◆ **Task to carry out**
Your answer should be every line with the word "will", copied from the data below.

:: Entries supplied ::

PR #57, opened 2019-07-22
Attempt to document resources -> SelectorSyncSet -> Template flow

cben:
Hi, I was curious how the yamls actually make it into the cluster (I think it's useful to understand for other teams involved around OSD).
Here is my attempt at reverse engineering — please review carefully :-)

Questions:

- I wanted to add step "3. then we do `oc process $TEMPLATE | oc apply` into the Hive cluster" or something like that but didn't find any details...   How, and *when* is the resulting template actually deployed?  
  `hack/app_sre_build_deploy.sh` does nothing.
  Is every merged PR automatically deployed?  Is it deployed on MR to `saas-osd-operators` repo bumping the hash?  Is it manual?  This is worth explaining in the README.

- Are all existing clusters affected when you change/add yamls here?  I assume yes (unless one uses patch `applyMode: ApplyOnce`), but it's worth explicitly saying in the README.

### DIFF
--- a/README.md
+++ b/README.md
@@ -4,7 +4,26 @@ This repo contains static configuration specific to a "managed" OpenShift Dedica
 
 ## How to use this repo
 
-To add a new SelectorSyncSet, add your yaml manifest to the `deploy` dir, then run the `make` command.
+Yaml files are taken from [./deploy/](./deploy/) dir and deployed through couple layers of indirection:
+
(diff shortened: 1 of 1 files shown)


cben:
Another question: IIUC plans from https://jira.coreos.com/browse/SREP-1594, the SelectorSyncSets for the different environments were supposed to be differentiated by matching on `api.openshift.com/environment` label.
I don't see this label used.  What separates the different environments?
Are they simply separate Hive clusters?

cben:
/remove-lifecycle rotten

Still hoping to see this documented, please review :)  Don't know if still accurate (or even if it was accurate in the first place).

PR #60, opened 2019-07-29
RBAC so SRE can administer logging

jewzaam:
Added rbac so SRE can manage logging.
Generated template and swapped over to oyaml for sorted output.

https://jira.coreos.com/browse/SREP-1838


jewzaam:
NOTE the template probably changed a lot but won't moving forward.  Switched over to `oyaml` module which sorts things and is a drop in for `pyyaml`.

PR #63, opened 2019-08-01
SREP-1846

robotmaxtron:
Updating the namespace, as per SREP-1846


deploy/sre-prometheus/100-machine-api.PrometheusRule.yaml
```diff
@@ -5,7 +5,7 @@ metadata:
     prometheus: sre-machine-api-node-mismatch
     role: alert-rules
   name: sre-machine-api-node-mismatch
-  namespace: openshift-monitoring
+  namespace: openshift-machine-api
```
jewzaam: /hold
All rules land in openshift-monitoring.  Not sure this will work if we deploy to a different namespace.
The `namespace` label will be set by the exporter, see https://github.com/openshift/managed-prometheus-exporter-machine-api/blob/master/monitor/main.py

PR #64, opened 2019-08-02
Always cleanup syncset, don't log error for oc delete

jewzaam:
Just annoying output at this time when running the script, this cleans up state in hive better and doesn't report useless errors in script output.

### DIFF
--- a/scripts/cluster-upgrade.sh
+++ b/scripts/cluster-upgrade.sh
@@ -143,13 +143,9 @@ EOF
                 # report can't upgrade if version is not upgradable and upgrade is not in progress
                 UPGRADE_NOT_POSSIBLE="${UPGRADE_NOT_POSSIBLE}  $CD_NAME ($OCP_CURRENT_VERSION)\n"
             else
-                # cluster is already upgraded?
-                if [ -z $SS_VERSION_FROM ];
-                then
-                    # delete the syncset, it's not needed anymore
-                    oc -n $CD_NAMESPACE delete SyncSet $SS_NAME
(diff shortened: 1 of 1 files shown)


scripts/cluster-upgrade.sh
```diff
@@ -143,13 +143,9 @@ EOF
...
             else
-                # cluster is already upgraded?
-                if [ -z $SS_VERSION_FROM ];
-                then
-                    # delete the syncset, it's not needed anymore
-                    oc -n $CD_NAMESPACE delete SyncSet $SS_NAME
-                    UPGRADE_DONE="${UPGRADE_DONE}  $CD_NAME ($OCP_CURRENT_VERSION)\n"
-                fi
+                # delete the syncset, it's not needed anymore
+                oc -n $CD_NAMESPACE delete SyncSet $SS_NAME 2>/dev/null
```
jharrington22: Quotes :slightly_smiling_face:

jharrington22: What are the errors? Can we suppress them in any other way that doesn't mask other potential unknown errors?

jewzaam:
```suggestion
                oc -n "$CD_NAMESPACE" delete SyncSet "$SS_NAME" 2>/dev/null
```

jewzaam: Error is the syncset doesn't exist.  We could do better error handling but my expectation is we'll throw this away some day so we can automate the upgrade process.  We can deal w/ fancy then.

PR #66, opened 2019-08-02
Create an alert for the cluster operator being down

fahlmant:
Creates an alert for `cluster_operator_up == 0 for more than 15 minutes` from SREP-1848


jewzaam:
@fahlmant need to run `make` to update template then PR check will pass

:::

◆ **Answer to this problem**
All rules land in openshift-monitoring.  Not sure this will work if we deploy to a different namespace.
The `namespace` label will be set by the exporter, see https://github.com/openshift/managed-prometheus-exporter-machine-api/blob/master/monitor/main.py
@fahlmant need to run `make` to update template then PR check will pass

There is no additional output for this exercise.